Both on paper and in computer hardware, only a finite number of digits can be represented. Therefore, some real numbers can’t be accurately described.

Floating-point numbers are very similar to this concept and usually follow the IEEE 754 standard, at least partially, nowadays. IEEE 754 defines floating-point formats using base 10, but these are unusual. It’s more efficient to use base 2, which is what most hardware supports natively.

Each floating-point format can only represent a finite set of real numbers accurately. They have limited precision and range.
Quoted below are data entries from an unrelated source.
PR #228, opened 2021-01-23
Test inline assembly call

denalimarsh:


ethereum/contracts/Decoder.sol
```diff
@@ -84,4 +84,18 @@ library Decoder {
         }
         return temp;
     }
+
+    // Slice 32 bytes and cast to an address
+    function sliceUint(bytes memory _bytes, uint256 _start)
```
musnit, line 89: does this work properly? its no longer used, can remove it if it doesn't

denalimarsh: It works, but it's no longer used.

philipstanislaus (commented):
LGTM

PR #229, opened 2021-01-26
Relayer command to get Eth genesis block for parachain spec

Rizziepit:
The relayer currently forwards headers one by one, from the newest finalized known to the parachain to the latest Ethereum block. This can take days. Now that we're using `polkadot-launch`, the relayer also seems to overwhelm the parachain easily when syncing thousands of old blocks, i.e. transactions stop being processed when the transaction pool is full (??). For now, it's best to avoid long syncs by setting a new Eth header in the parachain's genesis spec.

PS. I haven't figured out the exact mechanism of this "overwhelment" yet. Are new transactions from the relayer ignored when the transaction pool is full or are old transactions dropped? why doesn't the client library return an error?

### DIFF
--- a/relayer/cmd/getblock.go
+++ b/relayer/cmd/getblock.go
@@ -1,0 +1,198 @@
+// Copyright 2020 Snowfork
+// SPDX-License-Identifier: LGPL-3.0-only
+
+package cmd
+
+import (
+	"context"
+	"encoding/json"
+	"fmt"
+	"math/big"
+
+	"github.com/ethereum/go-ethereum/ethclient"
+	"github.com/sirupsen/logrus"
+	"github.com/spf13/cobra"
+
+	gethTypes "github.com/ethereum/go-ethereum/core/types"
+	"github.com/snowfork/polkadot-ethereum/relayer/chain/ethereum"
+	"github.com/snowfork/polkadot-ethereum/relayer/core"
+)
+
+type Format string
+
+const (
+	RustFmt Format = "rust"
+	JSONFmt Format = "json"
+)
+
+func getBlockCmd() *cobra.Command {
+	cmd := &cobra.Command{
+		Use:     "getblock",
+		Short:   "Retrieve the latest finalized block",
+		Args:    cobra.ExactArgs(0),
+		Example: "artemis-relay getblock",
+		RunE:    GetBlockFn,
+	}
+	cmd.Flags().StringP(
+		"format",
+		"f",
+		"rust",
+		"The output format. Options are 'rust' and 'json'. They correspond to the Substrate genesis config formats.",
+	)
+	return cmd
+}
+
+func GetBlockFn(cmd *cobra.Command, _ []string) error {
+	config, err := core.LoadConfig()
+	if err != nil {
+		return err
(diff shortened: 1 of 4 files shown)


relayer/cmd/getblock.go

One way to represent floating-point numbers mathematically is:

$$s \times \beta^{e}\quad s,\beta,e \in \Z.$$

Here, $s$ is the significand (including sign), $\beta$ is the base (usually 2), and $e$ is the exponent. This leaves some redundancy that IEEE 754 employs extra tricks to get around and to be able to represent certain special numbers (infinity and not-a-number / NaN). Such extensions will be ignored here.

Depending on the exact floating-point format, both $s$ and $e$ are limited to some finite integer intervals. The IEEE 754 formats all have a fixed size, such that the number of bits allocated for each part put fixed restrictions on how large these intervals can be. The valid interval of $s$ determines the precision, whereas the valid exponents determine the range.

IEEE 754 floating-point numbers are not represented exactly like this, but the simplified representation conveys the basic concept while it avoids having to deal with non-essential special cases.

Representation errors

As already seen above, some real numbers can’t be represented accurately as finite decimal numbers. $1/3$ is one such number.

For rational numbers of the form $p/q$, where $p$ and $q$ are integers with no common non-trivial divisor (i.e. other than $\pm 1$), the number can be accurately represented as a finite decimal number if and only if it’s possible to write

$$m q = 10^n,$$

for some $m, n \in \Z$ (i.e. any integers). We can then rewrite the number:

$$\frac{p}{q} = \frac{m p}{m q} = m p \times 10^{-n},$$

which is easy to write as a finite decimal number. By referring to the unique-prime-factorization theorem, it can be seen that this is possible only if $q$ contains no other prime factors than those of the base, which are 2 and 5 for base 10.

As such, $1/2$, $1/5$, and $1/800$ are all possible to write as decimal numbers with finitely many digits. The opposite goes for $1/3$, $1/6$, $1/7$, and similar. Irrational numbers such as $\pi$ and $\sqrt{2}$ are infinitely long in all integer1 bases.

For base 2, the difference is that only fractions that are powers of two (i.e. $1/2^n$, $n \in \Z^+$) can be represented accurately without infinite digits. Since this is not the case for $1/10$, many numbers that can be represented in base 10 using finite digits require infinite digits to be represented in base 2.

The same reasoning applies directly to floating-point numbers. Another potential reason that a real number can’t be represented as a floating-point number is that it’s out of range. This is much less interesting, however, and not unique to floating-point numbers, so it will be ignored.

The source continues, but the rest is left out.